The two-dimensional phase-plane portrait of red-cell velocity using a delay of five samples (5/10 s) is shown in Figure 6. The length of the delay is arbitrary and is found empirically by choosing one that maximizes the area covered by the continuous curve. Not much structure can be seen in this figure, but a general elliptically shaped trajectory is suggested when observing the time evolution of the points combined with a shuffling of trajectories. With a one-dimensional attractor (for example, a sine function) this phase plane or “return plot” or state-space portrayal shows a single elliptical trajectory. When the process is higher dimensional, such as a sine superimposed on a very slowly changing function, then the center of the ellipse changes continuously along the line y = x or x(t) = x(t − 5t), confusing the picture. The apparent intersection of the lines is removed by embedding in high enough dimensional space to prevent overlap. The low-frequency power seen in Figures 2 to 4 causes the confusion in Figure 6. A chaotic attractor without fixed points or boundaries is suggested, but not proved, by such a picture. Structured noise can give a similar result, but white noise cannot.

FIGURE 6.

Phase-plane portrait of flow-motion. A lag of five time samples (0.5 s) was used to produce the second spatial coordinate.

The fractal dimension D estimated via the Grassberger–Procaccia method vs. embedding dimension M is shown for the red-cell velocity data in Figure 7. The plateau suggests a dimension of 4.0. Similar plateaus were observed for all red-cell velocity and diameter data (range 4–4.7). If the signal were simply noise, there would be no plateau. Thus, the flow-motion pattern differs from random noise in that a fourth-order chaotic process is suggested by fractal analysis.

FIGURE 7.

Correlation fractal dimension (D) vs. embedding dimension (M) for flow motion in a transverse arteriole shown in Figure 1.
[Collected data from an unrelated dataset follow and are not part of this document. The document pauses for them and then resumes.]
PR #622, opened 2016-09-07
Port of Foundation to Android

johnno1962:
This PR contains the relatively minor changes to have Foundation _compile_ with the Android NDK. There is an associated pull request with the small change https://github.com/apple/swift/pull/4662 to build-script-impl in the swift project to pass through the required arguments to the ninja scritpt generator. The focus has been on getting the code to  compile but preliminary testing of Regular expressions, NSHost, fetching Strings from URLs has been successful so far. There is a known issue with needing to hook thread exit to call JNI method DetachCurrentThread which I’ll have to look at before making a PR on swift-corelibs-libdispatch (resolved, see below).

Issues found and not resolved:
Optimising the creation of a string from zero length data - optimisation patched out for now
Fetching the current Locale language for web fetch request headers - also patched out

Changes tested on Linx and OSX build. Included is a minor change fixing a missing -lcurl when building "util/build-script —foundation" on Linux.

As foundation has binary dependencies on libxml2 and libcurl and it's not been able to automate the libdispatch crosscompile the build is dependent on a pre-built binary & header package downloaded by a series of scripts in the swift-corelibs-foundation/android directory. These binaries were built from the public repos pretty much as-is after some Makefilery. Details are in the README.md in this directory.


CoreFoundation/String.subproj/CFString.c
```diff
@@ -1264,12 +1264,15 @@ CF_PRIVATE CFStringRef __CFStringCreateImmutableFunnel3(
 	contentsDeallocator = __CFGetDefaultAllocator();
     }
 
+    #ifndef DEPLOYMENT_TARGET_ANDROID
+    // crashes String.swift, line 51 when creating String from zero length Data
```
modocache: It'd be great to file a https://bugs.swift.org report to track this crash, and include the report number here. That way, we'll know to remove this `#ifdef` once the report is fixed.

Foundation/CGFloat.swift
```diff
@@ -611,6 +611,7 @@ public func %=(lhs: inout CGFloat, rhs: CGFloat) {
     fatalError("%= is not available.")
 }
 
+#if !os(Android)
```
modocache: IIRC tgmath is available on Android, and I think the apple/swift tests for tgmath pass when run on Android as well. I must be missing something, but why the `#if !os(Android)` here? And do the Foundation tests pass this way?

Foundation/NSData.swift
```diff
@@ -930,7 +930,11 @@ open class NSMutableData : NSData {
     }
     
     open func resetBytes(in range: NSRange) {
+        #if os(Android)
+        memset(mutableBytes.advanced(by: range.location), 0, range.length)
+        #else
         bzero(mutableBytes.advanced(by: range.location), range.length)
+        #endif
```
modocache: nit-pick: Maybe indent the `memset(...)` lines here?

johnno1962:
I’ll have another look at it. There are some tricky type conversions to get right.

Foundation/NSData.swift
johnno1962: I’ll have another look at it. There are some tricky type conversions to get right.

Foundation/CGFloat.swift
johnno1962: I’ll have another look at it. There are some tricky type conversions to get right.
 Add a line note

Foundation/NSGeometry.swift
```diff
@@ -460,7 +475,7 @@ public func NSIntegralRectWithOptions(_ aRect: NSRect, _ opts: NSAlignmentOption
         width = 0
     }
     
-
+#if !os(Android)
```
modocache: nit-pick: Looks like some trailing whitespace here.

Foundation/NSData.swift
johnno1962: hmm. not sure about that!

modocache:
> Issues found and not resolved:
> Fetching the current Locale language for web fetch request headers - also patched out

[I think this might be related?](https://github.com/apple/swift/blob/016bc249981088194d6216aa92a8b616825f1570/stdlib/public/stubs/Stubs.cpp#L43-L63)

Foundation/NSGeometry.swift
johnno1962: zapped

Foundation/NSGeometry.swift
```diff
@@ -9,10 +9,25 @@
...
+#elseif os(Linux) || os(Android)
     import Glibc
 #endif
 
+#if os(Android)
+private func floor( value: CGFloat ) -> Double {
+  return floor( Double(value ) )
+}
+private func ceil( value: CGFloat ) -> Double {
+  return floor( Double(value ) )
```
mekjaer: ceil here?

CoreFoundation/Base.subproj/CoreFoundation.h
```diff
@@ -33,6 +35,7 @@
 #include <stdio.h>
 #include <stdlib.h>
 #include <string.h>
+#include <netdb.h>
```
phausler: These are a global change to both the swift-corelibs, CFLite and Darwin versions, changes to these types of headers come at definite risk. Can this be done without these modifications in CoreFoundation.h? (and perhaps somewhere else instead?)

CoreFoundation/Base.subproj/CFPlatform.c
```diff
@@ -157,7 +157,11 @@ const char *_CFProcessPath(void) {
 
 #if DEPLOYMENT_TARGET_LINUX
 #include <unistd.h>
+#if __has_include(<syscall.h>)
 #include <syscall.h>
+#else
```
phausler: If the previous header does not exist what is to say the sys/syscall version exists? Perhaps that should be gated as well and #error'd on the else claiming that syscall.h is required

CoreFoundation/String.subproj/CFString.c
phausler: IIRC android's memcpy and memmove are not the same as Darwin. That may be the culprit of this issue.

Foundation/NSAffineTransform.swift
```diff
@@ -9,7 +9,7 @@
 
 #if os(OSX) || os(iOS)
     import Darwin
-#elseif os(Linux)
+#elseif os(Linux) || os(Android)
```
phausler: why is Android named Glibc? shouldn't it be `import Bionic`?

Foundation/NSData.swift
phausler: might actually be reasonable to just implement a CF inline shim for bzero; it is used a fair amount.

Foundation/NSLog.swift
```diff
@@ -41,3 +41,11 @@ public func NSLog(_ format: String, _ args: CVarArg...) {
         NSLogv(format, $0) 
     }
 }
+
+// hook for System.out.println()
+#if os(Android)
+public var debug = {
```
phausler: can we name this something else? debug is potentially a very generically named symbol it could be used for storing strings, bools etc that might be something completely different and stomping upon that name might be a bit confusing to developers.

I would expect that NSLog actually hooks to android_log_print so that NSLog's show up in adb

Foundation/NSURLSession/NSURLSessionTask.swift
```diff
@@ -624,9 +624,12 @@ fileprivate extension URLSessionTask {
         var result = [("Connection", "keep-alive"),
                       ("User-Agent", userAgentString),
                       ]
+        #if !os(Android)
+        // Crashes on Android
```
phausler: please file a ticket on this. and perhaps a stack trace.

Foundation/NSData.swift
compnerd: Why not change all uses of `bzero` to `memset`?  `bzero` is considered deprecated, and POSIX1-2008 removes the specification of `bzero` entirely.

android/install.sh
```diff
@@ -0,0 +1,33 @@
...
+
+SWIFT_ROOT="$(dirname $(dirname $(which swiftc)))"
+BUILD_DIR="$(dirname $SWIFT_ROOT)"
+
+if [[ "$1" == "-u" ]]; then
+    rm -rf "${SWIFT_ROOT}/lib/swift/CoreFoundation"
+    exit
+fi
+
+\cp -v "${BUILD_DIR}/foundation-linux-x86_64/Foundation/libFoundation.so" "${SWIFT_ROOT}/lib/swift/android" &&
```
phausler: why is the configuration being passed as a x86_64 triple? shouldn't it be armv7a-linux-androideabi? which would emit the build path as foundation-android-armv7

android/install.sh
```diff
@@ -0,0 +1,33 @@
...
+
+\cp -v "${BUILD_DIR}/foundation-linux-x86_64/Foundation/Foundation.swift"* "${SWIFT_ROOT}/lib/swift/android/armv7" &&
+
+rsync -arv "${BUILD_DIR}/foundation-linux-x86_64/Foundation/usr/lib/swift/CoreFoundation" "${SWIFT_ROOT}/lib/swift/"
```
phausler: how are these packagable with JNI apps?
can they be just dropped in as a pre-built?

phausler:
For the Android port does this need to have a JNI_OnLoad or is that entry point higher?

CoreFoundation/Base.subproj/CoreFoundation.h
johnno1962: Which head is which of the two? I can remove it from the Darwin version and add #if __has_include(). The symbols are used in NSHost.swift.

CoreFoundation/Base.subproj/CFPlatform.c
johnno1962: won’t it error anyway? It doesn’t fail silently or anythhing anti-social. This just improves the odds. I can gate it if you want.

Foundation/NSLog.swift
johnno1962: This is a temporary convenience. I can rename it or put it in the NSLog class if you like.

Foundation/NSURLSession/NSURLSessionTask.swift
johnno1962: ok.

CoreFoundation/Base.subproj/CoreFoundation.h
phausler: So there are two CoreFoundation.h's one for swift and one for Darwin. this one is the Darwin version.

Having alterations to this header could prove to be a non starter because it would prevent us from merging changes back from CoreFoundation. That being said if the reason is compelling enough for us to change the header for ALL platforms then perhaps it can be done, but I think it would be best to tackle it separately if possible.

android/install.sh
johnno1962: I’ve no idea how build-script-impl works in detail TBH. I may need some help here.

android/install.sh
johnno1962: yes, I have a modified gradle plugin which copies them out of buidl/…/lib/swift/android along with the swift shared lbs.

johnno1962:
The JNI_OnLoad is in https://github.com/SwiftJava/java_swift/blob/master/Sources/JavaJNI.swift#L23

phausler:
Will that mean we will need a hook in Thread.swift for VM context destruction?

johnno1962:
Absolutely. Android requires you to detach the thread and won’t allow you to do it pre-emptively claiming you are stilll processing. Some help required here also. I haven’t made much headway understanding libdispatch, kqueues, etc

Foundation/NSData.swift
johnno1962: I’ll remove bzero altogether.

Foundation/NSAffineTransform.swift
johnno1962: That would make for a lot of #if’s all over peoples codebase!

CoreFoundation/Base.subproj/CoreFoundation.h
johnno1962: I’ve added netdb.h in the copy of this header in the SwiftRuntime directory with a #if __has_include(..)

CoreFoundation/Base.subproj/CoreFoundation_Prefix.h
```diff
@@ -203,6 +206,7 @@ strlcat(char * dst, const char * src, size_t maxlen) {
     }
     return dstlen + srclen;
 }
+#endif
```
parkera: Why is fd_mask defined in an else clause with definitions of strlcpy/strlcat? Are the two related in some way that I am missing?

CoreFoundation/Base.subproj/SwiftRuntime/CoreFoundation.h
```diff
@@ -14,6 +14,8 @@
  
 */
 
+#include <stdarg.h>
```
parkera: Nothing should be above the defined macro.

Foundation/NSAffineTransform.swift
parkera: Probably true, but what does that accomplish for us besides making us put another import in our files?

Foundation/NSData.swift
```diff
@@ -930,7 +930,7 @@ open class NSMutableData : NSData {
     }
     
     open func resetBytes(in range: NSRange) {
-        bzero(mutableBytes.advanced(by: range.location), range.length)
+        memset(mutableBytes.advanced(by: range.location), 0, range.length)
```
parkera: What was wrong with `bzero` here? I think I would rather have a compatibility shim for Android than excise it from our code, if it's missing.

Foundation/NSFileManager.swift
```diff
@@ -9,10 +9,16 @@
 
 #if os(OSX) || os(iOS)
     import Darwin
-#elseif os(Linux)
+#elseif os(Linux) || os(Android)
     import Glibc
 #endif
 
+#if os(Android)
```
parkera: I'd really like any special case for other platforms to at least come with a comment explaining why it's needed and what could be done to elide it in the future. Even better would be to avoid as much platform-specific code as possible, or put it into a central location so we can count on its presence everywhere in the project.

Foundation/NSFileManager.swift
```diff
@@ -279,8 +285,10 @@ open class FileManager : NSObject {
 
 #if os(OSX) || os(iOS)
         let ti = (TimeInterval(s.st_mtimespec.tv_sec) - kCFAbsoluteTimeIntervalSince1970) + (1.0e-9 * TimeInterval(s.st_mtimespec.tv_nsec))
-#else
+#elseif !os(Android)
```
parkera: I would prefer `#elseif os(Android)` -- that is, keep the #if in the positive sense.

Foundation/NSGeometry.swift
```diff
@@ -9,10 +9,27 @@
...
+    return ceil( Double(value) )
+}
+private func round( value: CGFloat.NativeType ) -> Double {
+    return round( Double(value) )
+}
+#if false
+private func +( left: CGFloat.NativeType, right: CGFloat.NativeType ) -> Double {
+    return Double(left) + Double(right)
+}
+#endif
```
parkera: No dead code please.

Foundation/NSGeometry.swift
```diff
@@ -9,10 +9,27 @@
...
+private func floor( value: CGFloat.NativeType ) -> Double {
+    return floor( Double(value) )
+}
+private func ceil( value: CGFloat.NativeType ) -> Double {
+    return ceil( Double(value) )
+}
+private func round( value: CGFloat.NativeType ) -> Double {
+    return round( Double(value) )
+}
+#if false
```
parkera: This and the other changes to CGFloat implementations aren't very clear to me. CGFloat should actually be Float on 32-bit and Double on 64-bit.

Foundation/NSGeometry.swift
```diff
@@ -459,8 +476,7 @@ public func NSIntegralRectWithOptions(_ aRect: NSRect, _ opts: NSAlignmentOption
     if aRect.size.width.native < 0 {
         width = 0
     }
-    
-
+#if !os(Android) // FIXME!!!
```
parkera: I think we need to understand what's going on here; I don't really want to see a // FIXME in code. JIRA number, or a fatalError of some kind (like our NSUnimplemented).

Foundation/NSLog.swift
parkera: I agree with @phausler - please no additional public symbols, and especially not one named `debug`.

Foundation/NSTask.swift
```diff
@@ -7,6 +7,7 @@
 // See http://swift.org/CONTRIBUTORS.txt for the list of Swift project authors
 //
 
+#if !os(Android)
```
parkera: I don't want to comment out whole files for specific platforms like this. Is it impossible to support? If so we should put a fatalError in a useful place (like init).

Either that or we need a better availability strategy for the API (e.g., marking the class as unavailable on android only).

Foundation/NSURLSession/NSURLSessionTask.swift
```diff
@@ -838,9 +841,14 @@ extension URLSessionTask {
...
             data.append(Data(bytes: bodyData!.bytes, count: bodyData!.length)) 
 
+            #if !os(Android)
             s.delegateQueue.addOperation {
                 completion(data, response, nil)
             }
+            #else
+            // HACK: Operation Queues not working on Android
+            completion(data, response, nil)
+            #endif
```
parkera: What's the plan to make sure dispatch and operation queues are actually working?

Foundation/NSXMLNode.swift
```diff
@@ -83,7 +83,11 @@ open class XMLNode: NSObject, NSCopying {
         public static let nodePromoteSignificantWhitespace = Options(rawValue: 1 << 28)
         public static let nodePreserveEmptyElements = Options([.nodeExpandEmptyElement, .nodeCompactEmptyElement])
         public static let nodePreserveQuotes = Options([.nodeUseSingleQuotes, .nodeUseDoubleQuotes])
+        #if !os(Android)
         public static let nodePreserveAll = Options(rawValue: Options([.nodePreserveNamespaceOrder, .nodePreserveAttributeOrder, .nodePreserveEntities, .nodePreservePrefixes, .nodePreserveCDATA, .nodePreserveEmptyElements, .nodePreserveQuotes, .nodePreserveWhitespace, .nodePreserveDTD, .nodePreserveCharacterReferences]).rawValue | UInt(bitPattern: 0xFFF00000))
+        #else
+        public static let nodePreserveAll = Options(rawValue: Options([.nodePreserveNamespaceOrder, .nodePreserveAttributeOrder, .nodePreserveEntities, .nodePreservePrefixes, .nodePreserveCDATA, .nodePreserveEmptyElements, .nodePreserveQuotes, .nodePreserveWhitespace, .nodePreserveDTD, .nodePreserveCharacterReferences]).rawValue | UInt(bitPattern: 0x7FF00000))
+        #endif
```
parkera: Why is this #if required?

Foundation/NSGeometry.swift
johnno1962: I’m still arguing with the compiler about exactly what is going on in NSGeiometry.swift re types at the moment a signifiant peice of code is effectively commented out.

CoreFoundation/Base.subproj/SwiftRuntime/CoreFoundation.h
johnno1962: This is the only way it would build for some reason.. I’ll take another look

Foundation/NSFileManager.swift
johnno1962: I’ll change this. I wanted the cases to be in order of likelyhood.

CoreFoundation/Base.subproj/CoreFoundation_Prefix.h
johnno1962: I’m just saving a line. I’ll separate them.

Foundation/NSTask.swift
johnno1962: This file does not compile at all on Android the way things are

Foundation/NSXMLNode.swift
johnno1962: I’ll check this. the 0xFFF00000 wouldn’t compile before.

Foundation/NSURLSession/NSURLSessionTask.swift
johnno1962: Operation queue is probably the first thing to look at as it is in Foundation. I have the suspicion that the dispatch thread problem is going to be difficult to resolve. I means that you can not make a call to Java from a background thread at the moment. There may have to be other strategies such as a barrier of some sort.

Any hints you can provide here would be greatly appreciated. I can’t even detemine the code path. Should I be looking at the libkqueue or libpwq code for where threads for queues are created and time out??

Foundation/NSFileManager.swift
johnno1962: agreed but this specific case is difficult to void/centralise.

Foundation/NSData.swift
johnno1962: How do I create a compatibility shim? In C?

Foundation/NSGeometry.swift
phausler: this is likely generating incorrect code since the host OS is leaking into the build product (per my commentary on the triples) where it is building with the flags of 64 bit but emitting 32 bit. Which is probably incorrect.

Foundation/NSLog.swift
johnno1962: ANLog?

Foundation/NSGeometry.swift
johnno1962: The generated build.ninja seemed correct. I'm thinking the file paths are a red herring.

Foundation/NSURLSession/NSURLSessionTask.swift
johnno1962: Right now I’m thinking a barrier for calls from background threads to Java through a thread that never exits is the way to go. Anything else is going to be very messy given the constraints Android imposes.

johnno1962:
New commit with responses to comments pushed. NSGeometry fixed and Operation queues work if you make sure  -DDEPLOYMENT_ENABLE_LIBDISPATCH is defined when you build. Less common code pathh does not seem to work. I’ll raise a ticket. Focus turns to the problem of detching threads if they have intereacted with JNI before they exit.

johnno1962:
Jira tickets creates SR 2587-2590

Foundation/CGFloat.swift
```diff
@@ -615,174 +619,178 @@ public func %=(lhs: inout CGFloat, rhs: CGFloat) {
...
 //===----------------------------------------------------------------------===//
 
+#if os(Android)
+import Glibc
+#endif
+
 @_transparent
 public func acos(_ x: CGFloat) -> CGFloat {
-    return CGFloat(acos(x.native))
+    return CGFloat(acos(x.double))
```
xwu: What is going on here? Doesn't this change the result of `acos(_: CGFloat)` for all 32-bit platforms?

Foundation/IndexPath.swift
```diff
@@ -10,6 +10,8 @@
 //
 //===----------------------------------------------------------------------===//
 
+import CoreFoundation
```
xwu: This seems to be unused?

Foundation/NSURLSession/NSURLSessionTask.swift
```diff
@@ -838,7 +841,7 @@ extension URLSessionTask {
             var data = Data(capacity: bodyData!.length)
             data.append(Data(bytes: bodyData!.bytes, count: bodyData!.length)) 
 
-            s.delegateQueue.addOperation {
+	    s.delegateQueue.addOperation {
```
xwu: Nit: unintentional outdent?

Foundation/IndexPath.swift
johnno1962: It’s there for a free() in the code.

Foundation/NSURLSession/NSURLSessionTask.swift
johnno1962: sorted

Foundation/CGFloat.swift
johnno1962: acos() takes a double whereas CGFloat.native is a Float on 32 bit platforms

xwu: D'oh, of course. So that means these functions never did compile on 32-bit platforms.

I'm guessing you didn't mean to add `double` as part of the `CGFloat` public API, though. OTOH, I suppose it ought to be `public` if you're invoking from an `@_transparent` function. Would maybe `public var _doubleValue` be appropriate? And shouldn't it be `@_transparent` itself?

Foundation/CGFloat.swift
```diff
@@ -143,6 +143,10 @@ public struct CGFloat {
     
     /// The native value.
     public var native: NativeType
+
+    public var double: Double {
```
phausler: This is an addition to API surface area, can this not be done in the call sites?

Foundation/CGFloat.swift
phausler: This file was pulled mostly from the overlay which means that we need to keep it in sync as the overlay changes (and for note that builds 32 bit targets so it seems we are still missing something here)

Foundation/IndexPath.swift
phausler: free is not defined in CoreFoundation, it is defined in either Darwin or Glibc so the import should be of one of those.

Foundation/NSAffineTransform.swift
phausler: so perhaps it should be import Libc or System not Darwin then huh?

Foundation/NSLog.swift
```diff
@@ -41,3 +41,11 @@ public func NSLog(_ format: String, _ args: CVarArg...) {
         NSLogv(format, $0) 
     }
 }
+
+// hook for System.out.println()
+#if os(Android)
+public var ANLog = {
```
xwu: Does this need to be public? Also, aren't two-letter prefixes reserved by Apple?

Foundation/NSLog.swift
```diff
@@ -41,3 +41,11 @@ public func NSLog(_ format: String, _ args: CVarArg...) {
...
+  (msg: String) in
+  NSLog( msg )
```
xwu: Nit: code style--no spaces inside parens.

Foundation/NSSwiftRuntime.swift
```diff
@@ -14,10 +14,16 @@ import CoreFoundation
...
 #if os(OSX) || os(iOS)
 @_exported import Darwin
-#elseif os(Linux)
+#elseif os(Linux) //// || os(Android) // Causes ambiguity in NSScanner.swift
 @_exported import Glibc
 #endif
 
+#if os(Android) // shim required for bzero
+func bzero( _ ptr: UnsafeMutableRawPointer, _ size: size_t ) {
+    memset( ptr, 0, size )
```
xwu: Same nit: no spaces inside parens.

Foundation/NSFileManager.swift
```diff
@@ -9,10 +9,16 @@
 
 #if os(OSX) || os(iOS)
     import Darwin
-#elseif os(Linux)
+#elseif os(Linux) || os(Android)
     import Glibc
 #endif
 
+#if os(Android) // struct stat.st_mode is UInt32
+func &( left: UInt32, right: mode_t ) -> mode_t {
```
xwu: Best to annotate explicitly as `internal`? Also, same nit about space inside parens.

Foundation/NSXMLNode.swift
```diff
@@ -83,7 +83,12 @@ open class XMLNode: NSObject, NSCopying {
         public static let nodePromoteSignificantWhitespace = Options(rawValue: 1 << 28)
         public static let nodePreserveEmptyElements = Options([.nodeExpandEmptyElement, .nodeCompactEmptyElement])
         public static let nodePreserveQuotes = Options([.nodeUseSingleQuotes, .nodeUseDoubleQuotes])
+        #if !os(Android)
         public static let nodePreserveAll = Options(rawValue: Options([.nodePreserveNamespaceOrder, .nodePreserveAttributeOrder, .nodePreserveEntities, .nodePreservePrefixes, .nodePreserveCDATA, .nodePreserveEmptyElements, .nodePreserveQuotes, .nodePreserveWhitespace, .nodePreserveDTD, .nodePreserveCharacterReferences]).rawValue | UInt(bitPattern: 0xFFF00000))
+        #else
+	//// 0xFFF00000 is not a valid Int literal on 32 bit systems
```
xwu: If it's not valid on 32-bit systems generally, can we do better than `os(Android)`?

Foundation/CGFloat.swift
johnno1962: There are an swful lot of call sites.. I’ve made it internal

Foundation/NSXMLNode.swift
johnno1962: Better version on the way

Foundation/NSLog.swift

A velocity-forced Van der Pol oscillator was studied in an initial exploration of models that might be analogous to vasomotion in their behavior. Figure 8 shows the velocity oscillator variable vs. time when a chaotic mode was produced by using the rate coefficients given previously. The power spectrum of this record in shown in Figure 9, which indicates a peak near 0.1 Hz. The forcing frequency was set at 0.25 Hz, so the peak occurs at about half this value. The two-dimensional phase-plane plot of position vs. velocity is shown in Figure 10. A general elliptical shape is seen, but with seeming randomness in loop-to-loop position (shuffling of trajectories), and two portions of the trajectory show twisted loops near the upper and lower points.

FIGURE 8.

Forced Van der Pol oscillator time series.

FIGURE 9.

Power-spectral density [S(f)] of the forced Van der Pol oscillator.

FIGURE 10.

Phase-plane portrait of the forced Van der Pol oscillator.

Vasomotion showed a similar randomness in loop-to-loop position, but did not clearly exhibit trajectories that looped over themselves.

Figure 11 shows the estimated fractal dimension vs. embedding dimension for the forced Van der Pol oscillator. A plateau is reached near a value of 2.6. This plateau could be changed by varying the magnitude of the sinusoidal level. The plateau level always remained below 3.0. A magnitude of zero led to the expected value of one for a periodic relaxation oscillator. Similarly, at very high levels of forcing, the oscillator became locked to the forcing and this also resulted in unity dimension. The maximum dimension of 3 is lower than what was estimated for vasomotion, suggesting the presence of more complex dynamics.

FIGURE 11.

Correlation fractal dimension (D) vs. embedding dimension (M) for the forced Van der Pol oscillator.

Conclusion

Fractal analysis of vasomotion data shows that the phenomenon involved is unlike random noise, and may involve chaos. The dynamic behavior appears to have a fractal dimension of at least four, and is thus more complex than the relaxation oscillator behavior of the single forced Van der Pol type. The data suggest that a model with at least two coupled relaxation oscillators is necessary to explain observations.